Saved entries:
Segment Open
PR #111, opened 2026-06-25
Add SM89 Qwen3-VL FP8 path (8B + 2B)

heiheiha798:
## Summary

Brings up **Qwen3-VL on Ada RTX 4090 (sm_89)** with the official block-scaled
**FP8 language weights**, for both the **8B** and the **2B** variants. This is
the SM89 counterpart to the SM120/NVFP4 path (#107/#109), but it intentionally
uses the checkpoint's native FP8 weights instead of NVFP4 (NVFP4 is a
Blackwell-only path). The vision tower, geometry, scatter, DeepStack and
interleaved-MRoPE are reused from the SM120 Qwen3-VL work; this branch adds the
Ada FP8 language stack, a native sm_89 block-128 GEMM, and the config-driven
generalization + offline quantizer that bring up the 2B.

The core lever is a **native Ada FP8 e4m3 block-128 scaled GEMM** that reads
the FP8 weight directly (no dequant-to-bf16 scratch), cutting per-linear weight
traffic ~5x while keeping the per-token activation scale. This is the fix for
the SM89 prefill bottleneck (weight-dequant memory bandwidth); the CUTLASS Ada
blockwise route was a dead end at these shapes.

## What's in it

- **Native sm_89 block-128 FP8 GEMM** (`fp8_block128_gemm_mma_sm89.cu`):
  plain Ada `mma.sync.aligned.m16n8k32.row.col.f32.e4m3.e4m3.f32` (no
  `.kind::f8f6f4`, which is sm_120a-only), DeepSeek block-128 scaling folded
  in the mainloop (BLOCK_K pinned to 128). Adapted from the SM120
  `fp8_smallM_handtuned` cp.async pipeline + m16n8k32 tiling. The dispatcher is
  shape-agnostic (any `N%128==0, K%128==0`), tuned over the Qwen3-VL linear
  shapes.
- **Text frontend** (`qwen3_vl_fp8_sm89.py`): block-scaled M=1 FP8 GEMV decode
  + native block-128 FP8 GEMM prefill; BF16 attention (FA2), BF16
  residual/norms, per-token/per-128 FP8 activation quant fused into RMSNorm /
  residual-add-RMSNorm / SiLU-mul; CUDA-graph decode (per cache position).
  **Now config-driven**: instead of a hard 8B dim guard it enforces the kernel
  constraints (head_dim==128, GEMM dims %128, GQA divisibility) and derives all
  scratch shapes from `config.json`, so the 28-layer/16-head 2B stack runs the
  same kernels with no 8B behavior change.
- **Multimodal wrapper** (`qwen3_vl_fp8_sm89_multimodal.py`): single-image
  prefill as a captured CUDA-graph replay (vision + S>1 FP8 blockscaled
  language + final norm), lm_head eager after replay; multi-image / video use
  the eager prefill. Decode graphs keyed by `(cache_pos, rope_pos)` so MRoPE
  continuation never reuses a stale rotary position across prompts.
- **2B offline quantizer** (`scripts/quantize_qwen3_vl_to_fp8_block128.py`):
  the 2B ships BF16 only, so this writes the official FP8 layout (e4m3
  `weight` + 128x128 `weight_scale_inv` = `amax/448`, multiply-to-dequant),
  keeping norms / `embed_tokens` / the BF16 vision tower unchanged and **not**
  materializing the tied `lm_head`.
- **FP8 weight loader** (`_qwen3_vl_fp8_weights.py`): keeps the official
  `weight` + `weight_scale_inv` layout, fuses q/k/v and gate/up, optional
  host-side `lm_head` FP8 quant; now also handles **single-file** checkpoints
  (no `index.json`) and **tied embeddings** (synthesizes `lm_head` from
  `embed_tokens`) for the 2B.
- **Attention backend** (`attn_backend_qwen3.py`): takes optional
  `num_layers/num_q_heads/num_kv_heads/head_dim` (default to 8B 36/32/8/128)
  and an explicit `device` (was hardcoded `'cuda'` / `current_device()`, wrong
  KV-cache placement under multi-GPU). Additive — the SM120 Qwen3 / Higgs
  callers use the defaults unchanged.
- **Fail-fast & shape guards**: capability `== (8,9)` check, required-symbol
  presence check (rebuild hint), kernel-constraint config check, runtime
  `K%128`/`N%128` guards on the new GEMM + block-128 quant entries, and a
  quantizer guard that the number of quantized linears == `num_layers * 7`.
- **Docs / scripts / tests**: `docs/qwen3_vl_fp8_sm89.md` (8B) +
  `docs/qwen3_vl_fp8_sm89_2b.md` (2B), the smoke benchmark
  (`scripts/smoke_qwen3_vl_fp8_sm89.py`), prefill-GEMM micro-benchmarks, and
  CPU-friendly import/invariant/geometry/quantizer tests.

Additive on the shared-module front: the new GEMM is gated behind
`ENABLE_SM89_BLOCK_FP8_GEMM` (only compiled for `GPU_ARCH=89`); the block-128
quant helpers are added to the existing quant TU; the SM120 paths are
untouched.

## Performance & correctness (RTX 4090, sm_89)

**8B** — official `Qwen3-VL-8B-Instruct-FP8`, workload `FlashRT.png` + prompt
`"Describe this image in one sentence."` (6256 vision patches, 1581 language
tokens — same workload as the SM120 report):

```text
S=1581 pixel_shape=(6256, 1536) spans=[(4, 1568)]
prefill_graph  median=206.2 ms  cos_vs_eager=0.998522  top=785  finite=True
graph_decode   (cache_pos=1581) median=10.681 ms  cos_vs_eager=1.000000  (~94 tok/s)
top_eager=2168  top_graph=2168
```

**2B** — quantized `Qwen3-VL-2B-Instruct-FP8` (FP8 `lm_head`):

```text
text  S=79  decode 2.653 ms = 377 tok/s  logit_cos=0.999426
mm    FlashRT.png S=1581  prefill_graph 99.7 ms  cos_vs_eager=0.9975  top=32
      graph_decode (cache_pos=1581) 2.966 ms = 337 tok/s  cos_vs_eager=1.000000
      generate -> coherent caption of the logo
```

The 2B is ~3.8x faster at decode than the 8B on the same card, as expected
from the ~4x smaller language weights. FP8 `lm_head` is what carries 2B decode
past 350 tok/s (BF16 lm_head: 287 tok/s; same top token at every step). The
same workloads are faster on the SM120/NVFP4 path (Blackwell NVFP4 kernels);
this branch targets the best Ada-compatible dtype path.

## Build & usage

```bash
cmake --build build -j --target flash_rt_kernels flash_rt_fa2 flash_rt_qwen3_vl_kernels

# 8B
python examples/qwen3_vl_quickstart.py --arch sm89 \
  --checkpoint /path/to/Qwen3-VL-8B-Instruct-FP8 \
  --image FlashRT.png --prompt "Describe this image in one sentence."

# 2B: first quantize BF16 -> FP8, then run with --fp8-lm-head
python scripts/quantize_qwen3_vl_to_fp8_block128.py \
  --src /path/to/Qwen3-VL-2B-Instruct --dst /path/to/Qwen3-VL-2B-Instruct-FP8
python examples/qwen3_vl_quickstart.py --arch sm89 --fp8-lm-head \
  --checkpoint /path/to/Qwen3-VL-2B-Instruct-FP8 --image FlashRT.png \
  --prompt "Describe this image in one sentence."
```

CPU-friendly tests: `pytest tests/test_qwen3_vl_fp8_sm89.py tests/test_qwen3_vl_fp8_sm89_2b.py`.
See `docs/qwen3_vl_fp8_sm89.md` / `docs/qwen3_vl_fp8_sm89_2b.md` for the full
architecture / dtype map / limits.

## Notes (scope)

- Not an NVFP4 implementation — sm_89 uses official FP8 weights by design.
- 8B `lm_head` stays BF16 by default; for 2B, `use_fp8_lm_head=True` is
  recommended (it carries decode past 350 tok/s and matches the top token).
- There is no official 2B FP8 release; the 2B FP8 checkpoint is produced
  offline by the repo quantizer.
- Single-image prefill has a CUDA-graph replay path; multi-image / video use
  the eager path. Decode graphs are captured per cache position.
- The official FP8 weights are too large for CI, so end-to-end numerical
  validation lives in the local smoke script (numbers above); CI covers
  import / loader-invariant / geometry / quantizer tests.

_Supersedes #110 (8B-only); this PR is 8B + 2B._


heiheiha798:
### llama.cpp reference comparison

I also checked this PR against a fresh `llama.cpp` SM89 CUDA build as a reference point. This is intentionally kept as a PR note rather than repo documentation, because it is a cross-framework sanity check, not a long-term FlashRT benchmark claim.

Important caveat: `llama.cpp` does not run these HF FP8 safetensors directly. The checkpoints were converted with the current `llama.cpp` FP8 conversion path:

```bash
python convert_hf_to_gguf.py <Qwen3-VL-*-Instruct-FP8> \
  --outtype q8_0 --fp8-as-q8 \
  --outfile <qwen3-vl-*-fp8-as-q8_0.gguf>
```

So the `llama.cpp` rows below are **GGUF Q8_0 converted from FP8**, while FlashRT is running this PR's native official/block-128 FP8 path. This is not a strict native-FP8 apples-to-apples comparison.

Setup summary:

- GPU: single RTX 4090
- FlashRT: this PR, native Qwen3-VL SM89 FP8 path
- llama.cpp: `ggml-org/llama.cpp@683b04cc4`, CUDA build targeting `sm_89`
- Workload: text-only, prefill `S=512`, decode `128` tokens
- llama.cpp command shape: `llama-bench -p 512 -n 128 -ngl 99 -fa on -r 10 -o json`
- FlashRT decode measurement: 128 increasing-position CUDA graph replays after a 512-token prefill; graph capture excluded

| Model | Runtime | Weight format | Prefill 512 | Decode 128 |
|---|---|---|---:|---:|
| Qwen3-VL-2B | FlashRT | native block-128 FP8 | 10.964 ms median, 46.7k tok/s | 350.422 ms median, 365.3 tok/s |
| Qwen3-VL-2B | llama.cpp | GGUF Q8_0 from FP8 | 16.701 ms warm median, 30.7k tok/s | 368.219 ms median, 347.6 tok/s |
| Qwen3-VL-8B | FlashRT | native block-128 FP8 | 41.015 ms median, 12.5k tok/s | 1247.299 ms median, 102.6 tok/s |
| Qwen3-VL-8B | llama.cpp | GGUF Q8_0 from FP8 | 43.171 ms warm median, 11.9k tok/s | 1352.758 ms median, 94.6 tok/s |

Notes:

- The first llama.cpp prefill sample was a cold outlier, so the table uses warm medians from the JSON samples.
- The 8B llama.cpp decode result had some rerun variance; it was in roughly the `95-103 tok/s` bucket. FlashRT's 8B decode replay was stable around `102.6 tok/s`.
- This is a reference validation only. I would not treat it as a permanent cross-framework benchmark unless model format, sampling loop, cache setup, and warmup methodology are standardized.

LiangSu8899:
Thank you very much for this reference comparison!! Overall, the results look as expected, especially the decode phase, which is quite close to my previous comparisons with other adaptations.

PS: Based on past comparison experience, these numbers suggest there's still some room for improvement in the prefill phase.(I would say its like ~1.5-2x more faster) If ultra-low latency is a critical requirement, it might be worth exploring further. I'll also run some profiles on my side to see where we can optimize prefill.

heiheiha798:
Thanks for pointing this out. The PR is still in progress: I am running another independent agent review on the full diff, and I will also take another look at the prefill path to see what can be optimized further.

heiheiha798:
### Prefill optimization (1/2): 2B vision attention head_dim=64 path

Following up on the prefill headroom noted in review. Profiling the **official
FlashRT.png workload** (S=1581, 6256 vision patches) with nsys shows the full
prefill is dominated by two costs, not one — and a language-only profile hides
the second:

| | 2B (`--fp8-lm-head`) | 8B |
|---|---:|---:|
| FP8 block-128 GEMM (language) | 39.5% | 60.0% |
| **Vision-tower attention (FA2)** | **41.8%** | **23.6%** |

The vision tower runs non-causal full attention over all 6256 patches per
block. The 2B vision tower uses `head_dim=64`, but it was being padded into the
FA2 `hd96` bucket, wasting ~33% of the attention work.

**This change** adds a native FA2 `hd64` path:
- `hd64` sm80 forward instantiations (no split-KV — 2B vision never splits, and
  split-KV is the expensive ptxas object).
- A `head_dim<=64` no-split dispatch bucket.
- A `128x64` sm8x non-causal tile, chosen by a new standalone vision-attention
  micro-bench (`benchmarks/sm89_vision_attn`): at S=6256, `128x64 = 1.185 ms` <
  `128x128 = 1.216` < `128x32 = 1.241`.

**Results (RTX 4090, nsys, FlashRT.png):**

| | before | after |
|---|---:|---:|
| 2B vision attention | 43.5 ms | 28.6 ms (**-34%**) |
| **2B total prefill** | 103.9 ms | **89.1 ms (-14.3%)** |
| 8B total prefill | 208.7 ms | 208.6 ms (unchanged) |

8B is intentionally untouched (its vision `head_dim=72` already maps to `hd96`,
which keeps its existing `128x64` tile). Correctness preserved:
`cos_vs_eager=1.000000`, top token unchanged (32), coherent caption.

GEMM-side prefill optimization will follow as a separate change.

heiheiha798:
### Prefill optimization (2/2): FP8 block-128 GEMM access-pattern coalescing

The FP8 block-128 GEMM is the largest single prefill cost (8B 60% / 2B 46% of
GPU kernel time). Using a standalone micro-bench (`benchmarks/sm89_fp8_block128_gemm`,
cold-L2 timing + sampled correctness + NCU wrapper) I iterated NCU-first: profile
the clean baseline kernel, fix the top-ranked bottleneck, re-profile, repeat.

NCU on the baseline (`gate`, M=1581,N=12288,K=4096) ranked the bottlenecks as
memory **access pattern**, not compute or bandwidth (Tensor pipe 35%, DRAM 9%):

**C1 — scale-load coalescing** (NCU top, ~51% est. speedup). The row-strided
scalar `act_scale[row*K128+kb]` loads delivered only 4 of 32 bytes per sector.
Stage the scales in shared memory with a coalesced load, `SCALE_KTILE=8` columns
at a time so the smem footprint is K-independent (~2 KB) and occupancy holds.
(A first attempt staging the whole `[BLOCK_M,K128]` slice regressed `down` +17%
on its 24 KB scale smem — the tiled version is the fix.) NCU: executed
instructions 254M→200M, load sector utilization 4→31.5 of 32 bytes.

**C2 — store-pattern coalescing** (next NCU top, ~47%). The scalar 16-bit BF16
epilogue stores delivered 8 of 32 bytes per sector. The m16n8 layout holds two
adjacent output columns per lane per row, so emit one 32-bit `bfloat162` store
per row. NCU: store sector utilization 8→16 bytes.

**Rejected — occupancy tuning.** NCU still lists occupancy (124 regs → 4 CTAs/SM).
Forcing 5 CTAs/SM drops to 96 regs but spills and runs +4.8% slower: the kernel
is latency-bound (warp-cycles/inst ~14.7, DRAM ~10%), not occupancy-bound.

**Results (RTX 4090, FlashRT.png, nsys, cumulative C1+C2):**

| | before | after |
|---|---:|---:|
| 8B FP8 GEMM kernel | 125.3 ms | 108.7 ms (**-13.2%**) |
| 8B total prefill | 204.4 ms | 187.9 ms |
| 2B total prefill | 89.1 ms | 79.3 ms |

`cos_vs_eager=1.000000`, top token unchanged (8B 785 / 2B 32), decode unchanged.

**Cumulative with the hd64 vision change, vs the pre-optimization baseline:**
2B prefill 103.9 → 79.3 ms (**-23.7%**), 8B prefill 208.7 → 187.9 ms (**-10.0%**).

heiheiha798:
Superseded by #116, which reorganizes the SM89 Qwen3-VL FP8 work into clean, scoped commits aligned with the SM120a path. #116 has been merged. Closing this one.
Segment Closed
Segment Open
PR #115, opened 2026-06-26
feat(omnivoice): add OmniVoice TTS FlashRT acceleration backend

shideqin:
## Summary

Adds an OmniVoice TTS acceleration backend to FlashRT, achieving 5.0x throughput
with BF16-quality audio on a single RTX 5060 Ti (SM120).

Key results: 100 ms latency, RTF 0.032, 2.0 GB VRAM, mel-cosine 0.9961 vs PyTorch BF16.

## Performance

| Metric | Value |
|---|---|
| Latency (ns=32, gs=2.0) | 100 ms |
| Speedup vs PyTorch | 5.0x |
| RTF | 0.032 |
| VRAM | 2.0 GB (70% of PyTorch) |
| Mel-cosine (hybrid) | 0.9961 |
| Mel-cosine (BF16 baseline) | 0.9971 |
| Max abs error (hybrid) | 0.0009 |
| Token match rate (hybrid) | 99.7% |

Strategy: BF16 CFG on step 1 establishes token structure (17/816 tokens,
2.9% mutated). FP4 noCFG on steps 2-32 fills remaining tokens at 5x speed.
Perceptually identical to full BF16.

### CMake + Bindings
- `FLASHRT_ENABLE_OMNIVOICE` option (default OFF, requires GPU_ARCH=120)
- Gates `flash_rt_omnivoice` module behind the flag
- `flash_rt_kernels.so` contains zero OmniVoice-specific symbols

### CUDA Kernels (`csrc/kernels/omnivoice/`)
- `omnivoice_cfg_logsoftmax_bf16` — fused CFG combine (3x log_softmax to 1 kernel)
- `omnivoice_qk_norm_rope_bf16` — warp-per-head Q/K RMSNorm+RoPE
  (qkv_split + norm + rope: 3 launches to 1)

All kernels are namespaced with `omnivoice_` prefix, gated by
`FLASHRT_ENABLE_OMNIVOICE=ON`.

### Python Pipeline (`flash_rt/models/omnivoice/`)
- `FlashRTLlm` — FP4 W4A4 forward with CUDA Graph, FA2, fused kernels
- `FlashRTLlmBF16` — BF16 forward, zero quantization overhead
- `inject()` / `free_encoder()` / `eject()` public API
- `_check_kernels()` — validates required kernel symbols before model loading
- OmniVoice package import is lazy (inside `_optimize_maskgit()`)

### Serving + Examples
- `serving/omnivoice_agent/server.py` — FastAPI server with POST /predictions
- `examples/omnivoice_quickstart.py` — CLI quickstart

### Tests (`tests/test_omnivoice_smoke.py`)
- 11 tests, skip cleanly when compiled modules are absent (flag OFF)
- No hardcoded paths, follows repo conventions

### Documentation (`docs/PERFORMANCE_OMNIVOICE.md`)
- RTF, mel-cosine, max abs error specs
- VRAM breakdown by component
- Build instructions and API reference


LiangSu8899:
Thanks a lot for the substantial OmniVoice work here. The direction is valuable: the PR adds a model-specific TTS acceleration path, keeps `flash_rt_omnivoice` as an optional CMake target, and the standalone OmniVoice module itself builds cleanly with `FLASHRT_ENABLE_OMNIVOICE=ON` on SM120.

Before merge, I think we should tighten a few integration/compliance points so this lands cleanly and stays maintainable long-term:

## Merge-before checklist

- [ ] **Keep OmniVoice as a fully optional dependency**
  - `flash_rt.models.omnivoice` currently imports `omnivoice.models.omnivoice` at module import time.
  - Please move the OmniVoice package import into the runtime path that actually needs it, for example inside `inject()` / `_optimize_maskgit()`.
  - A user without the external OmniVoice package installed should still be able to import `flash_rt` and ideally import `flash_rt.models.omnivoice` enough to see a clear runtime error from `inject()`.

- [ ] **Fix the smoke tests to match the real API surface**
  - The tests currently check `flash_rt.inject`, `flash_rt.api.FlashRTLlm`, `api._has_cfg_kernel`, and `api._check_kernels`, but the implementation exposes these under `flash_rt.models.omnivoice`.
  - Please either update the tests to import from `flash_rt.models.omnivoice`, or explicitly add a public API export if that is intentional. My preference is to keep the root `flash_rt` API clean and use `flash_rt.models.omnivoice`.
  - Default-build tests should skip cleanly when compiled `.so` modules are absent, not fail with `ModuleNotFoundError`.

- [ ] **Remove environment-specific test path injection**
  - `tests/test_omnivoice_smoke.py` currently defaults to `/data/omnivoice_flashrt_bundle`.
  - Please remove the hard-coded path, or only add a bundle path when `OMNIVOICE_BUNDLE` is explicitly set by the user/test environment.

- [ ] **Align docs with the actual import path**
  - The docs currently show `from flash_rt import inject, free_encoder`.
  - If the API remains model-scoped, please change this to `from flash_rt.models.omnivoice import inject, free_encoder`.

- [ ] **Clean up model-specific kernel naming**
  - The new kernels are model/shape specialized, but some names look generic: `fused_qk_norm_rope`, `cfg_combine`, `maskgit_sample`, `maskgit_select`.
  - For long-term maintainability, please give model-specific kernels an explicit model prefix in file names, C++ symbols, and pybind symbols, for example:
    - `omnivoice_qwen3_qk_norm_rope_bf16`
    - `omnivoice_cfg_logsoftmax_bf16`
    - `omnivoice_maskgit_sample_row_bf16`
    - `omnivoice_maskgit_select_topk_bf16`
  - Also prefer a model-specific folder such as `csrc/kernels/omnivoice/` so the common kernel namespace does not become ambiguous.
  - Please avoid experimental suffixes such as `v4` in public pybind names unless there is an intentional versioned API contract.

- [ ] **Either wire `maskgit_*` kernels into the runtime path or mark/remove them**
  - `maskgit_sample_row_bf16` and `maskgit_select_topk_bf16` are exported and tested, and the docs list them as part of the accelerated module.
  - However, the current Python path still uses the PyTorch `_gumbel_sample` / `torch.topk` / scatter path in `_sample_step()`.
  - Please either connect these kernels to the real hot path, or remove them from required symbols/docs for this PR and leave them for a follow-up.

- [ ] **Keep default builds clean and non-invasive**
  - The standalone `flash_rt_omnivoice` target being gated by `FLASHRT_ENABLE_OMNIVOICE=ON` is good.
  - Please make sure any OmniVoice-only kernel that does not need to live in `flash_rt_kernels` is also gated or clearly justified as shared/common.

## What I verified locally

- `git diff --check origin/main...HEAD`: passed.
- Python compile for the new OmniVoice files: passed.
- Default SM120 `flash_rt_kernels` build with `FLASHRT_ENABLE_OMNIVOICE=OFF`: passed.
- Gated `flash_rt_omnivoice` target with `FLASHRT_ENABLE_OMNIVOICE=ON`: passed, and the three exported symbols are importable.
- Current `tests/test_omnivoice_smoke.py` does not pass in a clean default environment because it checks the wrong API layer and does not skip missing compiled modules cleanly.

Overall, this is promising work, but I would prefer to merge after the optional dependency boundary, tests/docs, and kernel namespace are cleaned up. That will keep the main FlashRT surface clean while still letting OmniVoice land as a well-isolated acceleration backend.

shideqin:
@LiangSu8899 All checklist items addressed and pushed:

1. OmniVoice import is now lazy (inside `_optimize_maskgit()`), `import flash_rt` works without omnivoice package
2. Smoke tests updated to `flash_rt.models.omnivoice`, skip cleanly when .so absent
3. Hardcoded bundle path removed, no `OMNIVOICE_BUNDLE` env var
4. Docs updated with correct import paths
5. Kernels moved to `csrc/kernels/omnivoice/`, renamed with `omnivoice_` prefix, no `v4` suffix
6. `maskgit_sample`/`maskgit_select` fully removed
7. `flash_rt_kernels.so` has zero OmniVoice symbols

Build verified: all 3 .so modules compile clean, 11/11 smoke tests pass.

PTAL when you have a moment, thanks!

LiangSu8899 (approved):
Segment Closed
Segment Open
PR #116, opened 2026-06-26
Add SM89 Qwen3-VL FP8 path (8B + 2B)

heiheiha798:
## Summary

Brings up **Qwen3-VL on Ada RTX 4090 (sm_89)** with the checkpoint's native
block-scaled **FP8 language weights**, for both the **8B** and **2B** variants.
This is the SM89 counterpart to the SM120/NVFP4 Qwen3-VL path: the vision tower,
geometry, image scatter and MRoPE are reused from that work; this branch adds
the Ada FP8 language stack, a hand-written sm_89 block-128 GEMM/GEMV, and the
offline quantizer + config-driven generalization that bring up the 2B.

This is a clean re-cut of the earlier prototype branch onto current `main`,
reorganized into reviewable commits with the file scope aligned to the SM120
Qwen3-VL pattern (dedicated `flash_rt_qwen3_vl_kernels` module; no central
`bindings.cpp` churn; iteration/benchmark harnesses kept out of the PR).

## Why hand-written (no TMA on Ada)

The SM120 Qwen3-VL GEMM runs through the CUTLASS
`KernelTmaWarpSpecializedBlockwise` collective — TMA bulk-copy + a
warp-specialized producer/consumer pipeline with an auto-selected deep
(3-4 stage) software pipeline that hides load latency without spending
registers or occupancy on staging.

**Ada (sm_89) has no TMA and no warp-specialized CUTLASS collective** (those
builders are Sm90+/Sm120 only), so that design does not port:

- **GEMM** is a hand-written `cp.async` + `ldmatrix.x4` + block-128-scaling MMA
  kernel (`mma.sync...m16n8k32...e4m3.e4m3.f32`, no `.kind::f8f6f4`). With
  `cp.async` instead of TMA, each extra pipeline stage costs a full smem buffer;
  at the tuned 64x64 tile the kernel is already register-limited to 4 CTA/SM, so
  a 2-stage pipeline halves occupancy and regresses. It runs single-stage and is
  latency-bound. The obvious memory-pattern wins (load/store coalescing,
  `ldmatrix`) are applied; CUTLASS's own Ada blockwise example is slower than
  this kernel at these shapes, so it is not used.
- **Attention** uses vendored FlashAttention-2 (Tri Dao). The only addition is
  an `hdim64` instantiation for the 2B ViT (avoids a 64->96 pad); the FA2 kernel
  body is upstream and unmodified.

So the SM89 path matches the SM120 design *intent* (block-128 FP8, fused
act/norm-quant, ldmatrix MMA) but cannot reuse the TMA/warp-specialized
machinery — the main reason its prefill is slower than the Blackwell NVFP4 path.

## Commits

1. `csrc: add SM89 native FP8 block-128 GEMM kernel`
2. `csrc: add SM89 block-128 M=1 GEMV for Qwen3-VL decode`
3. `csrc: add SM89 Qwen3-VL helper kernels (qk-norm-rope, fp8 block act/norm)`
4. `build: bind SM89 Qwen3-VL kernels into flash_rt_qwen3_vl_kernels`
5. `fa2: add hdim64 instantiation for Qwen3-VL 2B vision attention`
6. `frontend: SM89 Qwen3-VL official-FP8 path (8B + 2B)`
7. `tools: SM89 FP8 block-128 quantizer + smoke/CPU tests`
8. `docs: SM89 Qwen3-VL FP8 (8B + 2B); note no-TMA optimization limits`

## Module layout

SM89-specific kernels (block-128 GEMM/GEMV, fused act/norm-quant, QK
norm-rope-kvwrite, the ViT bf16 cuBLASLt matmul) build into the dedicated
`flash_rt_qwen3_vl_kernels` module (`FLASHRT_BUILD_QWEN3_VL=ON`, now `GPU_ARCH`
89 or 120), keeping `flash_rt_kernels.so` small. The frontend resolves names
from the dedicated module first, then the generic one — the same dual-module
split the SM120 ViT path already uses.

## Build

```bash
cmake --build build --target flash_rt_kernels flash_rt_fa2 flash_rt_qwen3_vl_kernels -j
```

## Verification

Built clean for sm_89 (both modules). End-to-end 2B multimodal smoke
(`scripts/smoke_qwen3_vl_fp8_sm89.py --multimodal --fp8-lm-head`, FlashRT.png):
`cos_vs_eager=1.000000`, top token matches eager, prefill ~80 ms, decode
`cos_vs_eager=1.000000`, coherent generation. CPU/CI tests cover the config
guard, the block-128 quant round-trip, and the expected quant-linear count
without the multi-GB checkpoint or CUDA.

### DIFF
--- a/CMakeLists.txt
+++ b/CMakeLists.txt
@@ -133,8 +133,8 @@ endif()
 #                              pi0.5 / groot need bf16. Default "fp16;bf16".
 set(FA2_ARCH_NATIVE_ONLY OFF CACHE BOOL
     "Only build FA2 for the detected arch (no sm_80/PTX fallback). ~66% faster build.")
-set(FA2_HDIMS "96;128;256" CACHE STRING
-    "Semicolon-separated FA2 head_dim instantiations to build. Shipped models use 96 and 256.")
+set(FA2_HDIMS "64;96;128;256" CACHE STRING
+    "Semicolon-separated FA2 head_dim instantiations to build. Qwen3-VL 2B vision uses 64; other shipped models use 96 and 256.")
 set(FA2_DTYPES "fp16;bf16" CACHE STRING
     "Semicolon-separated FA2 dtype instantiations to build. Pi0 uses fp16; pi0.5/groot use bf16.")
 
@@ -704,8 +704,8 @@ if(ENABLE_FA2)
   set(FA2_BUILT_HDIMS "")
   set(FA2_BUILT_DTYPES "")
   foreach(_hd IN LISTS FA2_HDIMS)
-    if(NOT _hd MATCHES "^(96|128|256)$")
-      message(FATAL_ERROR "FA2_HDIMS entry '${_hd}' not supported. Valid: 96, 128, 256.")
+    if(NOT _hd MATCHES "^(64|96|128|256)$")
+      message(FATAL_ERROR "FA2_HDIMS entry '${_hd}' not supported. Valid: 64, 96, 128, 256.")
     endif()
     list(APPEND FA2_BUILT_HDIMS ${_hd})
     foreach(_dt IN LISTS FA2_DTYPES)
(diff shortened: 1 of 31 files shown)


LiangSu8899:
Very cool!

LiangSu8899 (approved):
Segment Closed
**WHAT THIS TASK INVOLVES**
Every line above in which the word "Semicolon" occurs is to be copied.

**TASK ANSWER**
-    "Semicolon-separated FA2 head_dim instantiations to build. Shipped models use 96 and 256.")
+    "Semicolon-separated FA2 head_dim instantiations to build. Qwen3-VL 2B vision uses 64; other shipped models use 96 and 256.")
     "Semicolon-separated FA2 dtype instantiations to build. Pi0 uses fp16; pi0.5/groot use bf16.")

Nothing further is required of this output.